━━━ Data excerpts
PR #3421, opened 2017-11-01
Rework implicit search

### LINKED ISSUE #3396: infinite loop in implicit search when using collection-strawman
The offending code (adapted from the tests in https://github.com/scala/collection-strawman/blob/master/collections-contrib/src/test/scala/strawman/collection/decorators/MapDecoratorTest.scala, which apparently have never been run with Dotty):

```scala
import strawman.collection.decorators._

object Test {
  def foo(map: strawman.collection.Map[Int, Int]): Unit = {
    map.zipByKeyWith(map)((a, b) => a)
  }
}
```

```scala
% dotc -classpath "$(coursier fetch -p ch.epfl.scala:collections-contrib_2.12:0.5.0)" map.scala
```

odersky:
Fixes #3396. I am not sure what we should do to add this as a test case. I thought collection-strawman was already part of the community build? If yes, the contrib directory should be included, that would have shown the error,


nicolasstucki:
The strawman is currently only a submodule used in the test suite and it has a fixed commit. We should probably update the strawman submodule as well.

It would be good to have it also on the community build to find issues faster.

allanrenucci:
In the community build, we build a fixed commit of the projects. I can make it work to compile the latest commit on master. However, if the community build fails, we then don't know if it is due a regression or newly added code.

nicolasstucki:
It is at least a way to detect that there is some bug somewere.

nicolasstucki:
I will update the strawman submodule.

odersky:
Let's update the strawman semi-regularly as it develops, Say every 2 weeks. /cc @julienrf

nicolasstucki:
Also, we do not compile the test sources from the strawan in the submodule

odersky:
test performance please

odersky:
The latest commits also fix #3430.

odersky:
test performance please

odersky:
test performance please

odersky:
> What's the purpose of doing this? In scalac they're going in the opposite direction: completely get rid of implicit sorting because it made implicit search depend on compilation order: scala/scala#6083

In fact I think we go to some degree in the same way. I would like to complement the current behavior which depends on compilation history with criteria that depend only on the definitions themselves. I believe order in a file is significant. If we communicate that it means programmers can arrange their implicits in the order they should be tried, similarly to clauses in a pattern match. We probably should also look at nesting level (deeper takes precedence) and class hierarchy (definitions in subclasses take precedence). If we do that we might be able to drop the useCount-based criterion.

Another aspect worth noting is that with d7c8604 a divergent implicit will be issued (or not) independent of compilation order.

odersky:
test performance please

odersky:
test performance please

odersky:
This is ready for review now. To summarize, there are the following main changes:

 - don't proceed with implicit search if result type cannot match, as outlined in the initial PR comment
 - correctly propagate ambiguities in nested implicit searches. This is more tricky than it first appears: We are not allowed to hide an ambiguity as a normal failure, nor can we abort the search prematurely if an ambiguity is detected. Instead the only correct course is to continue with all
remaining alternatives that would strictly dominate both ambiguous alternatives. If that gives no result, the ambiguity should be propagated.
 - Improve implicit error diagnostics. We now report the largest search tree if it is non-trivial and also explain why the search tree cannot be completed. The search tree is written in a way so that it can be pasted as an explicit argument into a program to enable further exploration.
━━━━━━
━━━ Data excerpts
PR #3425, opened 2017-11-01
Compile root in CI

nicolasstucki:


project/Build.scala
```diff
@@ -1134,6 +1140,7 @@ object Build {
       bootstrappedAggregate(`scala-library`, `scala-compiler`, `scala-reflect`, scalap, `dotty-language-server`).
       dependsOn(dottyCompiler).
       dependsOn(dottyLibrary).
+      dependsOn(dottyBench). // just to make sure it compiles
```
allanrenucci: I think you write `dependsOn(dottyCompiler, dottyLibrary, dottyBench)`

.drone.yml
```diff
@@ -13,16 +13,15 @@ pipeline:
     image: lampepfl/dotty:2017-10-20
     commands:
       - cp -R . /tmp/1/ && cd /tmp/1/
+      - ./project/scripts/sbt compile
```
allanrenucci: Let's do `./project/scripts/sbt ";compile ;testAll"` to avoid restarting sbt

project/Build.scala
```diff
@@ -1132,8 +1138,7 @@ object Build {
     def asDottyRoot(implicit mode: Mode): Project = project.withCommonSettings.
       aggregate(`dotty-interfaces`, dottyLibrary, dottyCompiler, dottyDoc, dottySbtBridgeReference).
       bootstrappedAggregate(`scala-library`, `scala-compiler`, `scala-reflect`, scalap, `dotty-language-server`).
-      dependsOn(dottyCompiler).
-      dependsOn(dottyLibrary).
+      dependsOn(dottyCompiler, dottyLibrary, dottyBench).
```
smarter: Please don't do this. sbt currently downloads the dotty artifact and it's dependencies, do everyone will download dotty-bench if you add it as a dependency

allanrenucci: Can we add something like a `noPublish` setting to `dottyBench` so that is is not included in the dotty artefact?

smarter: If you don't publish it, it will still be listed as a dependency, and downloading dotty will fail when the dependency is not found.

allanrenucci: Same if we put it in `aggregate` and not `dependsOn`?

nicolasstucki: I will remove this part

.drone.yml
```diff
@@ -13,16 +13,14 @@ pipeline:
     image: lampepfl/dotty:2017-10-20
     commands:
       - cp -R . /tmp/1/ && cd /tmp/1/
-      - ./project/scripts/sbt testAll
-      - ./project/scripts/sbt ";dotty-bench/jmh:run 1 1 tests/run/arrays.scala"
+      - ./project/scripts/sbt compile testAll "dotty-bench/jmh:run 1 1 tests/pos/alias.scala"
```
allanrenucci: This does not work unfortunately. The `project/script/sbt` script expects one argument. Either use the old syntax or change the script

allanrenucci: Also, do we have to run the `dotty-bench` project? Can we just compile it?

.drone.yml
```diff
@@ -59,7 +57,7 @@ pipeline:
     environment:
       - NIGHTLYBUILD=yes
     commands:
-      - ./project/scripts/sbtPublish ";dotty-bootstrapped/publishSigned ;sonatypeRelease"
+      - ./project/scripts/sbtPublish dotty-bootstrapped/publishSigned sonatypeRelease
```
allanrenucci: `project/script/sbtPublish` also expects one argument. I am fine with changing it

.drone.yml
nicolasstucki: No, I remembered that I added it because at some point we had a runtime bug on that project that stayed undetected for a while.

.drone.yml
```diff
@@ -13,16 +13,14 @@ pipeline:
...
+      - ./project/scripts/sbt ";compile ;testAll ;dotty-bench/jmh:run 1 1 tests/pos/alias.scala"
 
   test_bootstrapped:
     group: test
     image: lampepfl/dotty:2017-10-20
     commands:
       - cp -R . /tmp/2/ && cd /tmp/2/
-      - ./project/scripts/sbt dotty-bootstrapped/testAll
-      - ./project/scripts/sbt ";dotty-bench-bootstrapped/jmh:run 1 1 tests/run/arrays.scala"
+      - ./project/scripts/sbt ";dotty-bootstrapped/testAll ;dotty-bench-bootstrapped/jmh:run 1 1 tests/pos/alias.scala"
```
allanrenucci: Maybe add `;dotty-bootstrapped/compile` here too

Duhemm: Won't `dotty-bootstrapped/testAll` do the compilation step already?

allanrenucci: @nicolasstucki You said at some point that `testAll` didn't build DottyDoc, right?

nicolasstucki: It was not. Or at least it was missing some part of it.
━━━━━━
━━━ Data excerpts
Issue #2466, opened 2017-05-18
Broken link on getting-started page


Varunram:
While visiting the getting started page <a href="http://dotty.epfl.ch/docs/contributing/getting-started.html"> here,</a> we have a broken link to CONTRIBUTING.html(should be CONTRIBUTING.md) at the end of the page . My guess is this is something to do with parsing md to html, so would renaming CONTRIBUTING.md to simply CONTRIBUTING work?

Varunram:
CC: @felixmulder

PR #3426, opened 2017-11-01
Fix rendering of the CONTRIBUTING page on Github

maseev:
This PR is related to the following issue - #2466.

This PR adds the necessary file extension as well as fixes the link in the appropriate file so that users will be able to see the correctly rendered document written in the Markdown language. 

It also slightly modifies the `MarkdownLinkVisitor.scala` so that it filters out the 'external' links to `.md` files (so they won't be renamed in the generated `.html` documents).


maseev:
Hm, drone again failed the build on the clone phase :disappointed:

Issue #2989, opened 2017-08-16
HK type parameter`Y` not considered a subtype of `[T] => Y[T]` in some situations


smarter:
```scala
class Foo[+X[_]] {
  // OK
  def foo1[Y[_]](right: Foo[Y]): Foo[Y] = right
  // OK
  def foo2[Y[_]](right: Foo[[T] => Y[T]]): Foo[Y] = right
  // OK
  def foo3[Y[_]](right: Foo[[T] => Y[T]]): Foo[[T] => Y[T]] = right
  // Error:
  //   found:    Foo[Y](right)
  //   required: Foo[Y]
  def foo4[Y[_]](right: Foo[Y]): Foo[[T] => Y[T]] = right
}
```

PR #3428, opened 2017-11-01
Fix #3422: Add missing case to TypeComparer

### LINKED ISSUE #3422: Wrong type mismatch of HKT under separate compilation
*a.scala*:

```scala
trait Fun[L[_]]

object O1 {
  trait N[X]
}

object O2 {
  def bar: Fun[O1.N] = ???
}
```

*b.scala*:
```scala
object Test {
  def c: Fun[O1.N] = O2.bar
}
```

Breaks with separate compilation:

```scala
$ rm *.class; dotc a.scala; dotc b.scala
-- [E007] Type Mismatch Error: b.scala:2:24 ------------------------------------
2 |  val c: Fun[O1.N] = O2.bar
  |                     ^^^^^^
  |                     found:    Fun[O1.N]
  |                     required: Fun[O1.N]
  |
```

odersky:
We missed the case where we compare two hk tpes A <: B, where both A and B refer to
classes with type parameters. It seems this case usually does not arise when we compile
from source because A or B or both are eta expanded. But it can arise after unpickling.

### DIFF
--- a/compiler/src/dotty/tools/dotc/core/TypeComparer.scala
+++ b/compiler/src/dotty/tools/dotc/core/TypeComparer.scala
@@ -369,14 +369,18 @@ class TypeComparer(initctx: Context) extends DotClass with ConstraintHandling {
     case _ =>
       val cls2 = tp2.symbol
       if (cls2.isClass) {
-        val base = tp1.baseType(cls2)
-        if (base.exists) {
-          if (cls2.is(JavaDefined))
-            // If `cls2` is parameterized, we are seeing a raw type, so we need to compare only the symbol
━━━━━━
▶ [About this task]:
Which of the lines in the data contain the string "tools"? Return each one.

▶ [Written response]:
--- a/compiler/src/dotty/tools/dotc/core/TypeComparer.scala
+++ b/compiler/src/dotty/tools/dotc/core/TypeComparer.scala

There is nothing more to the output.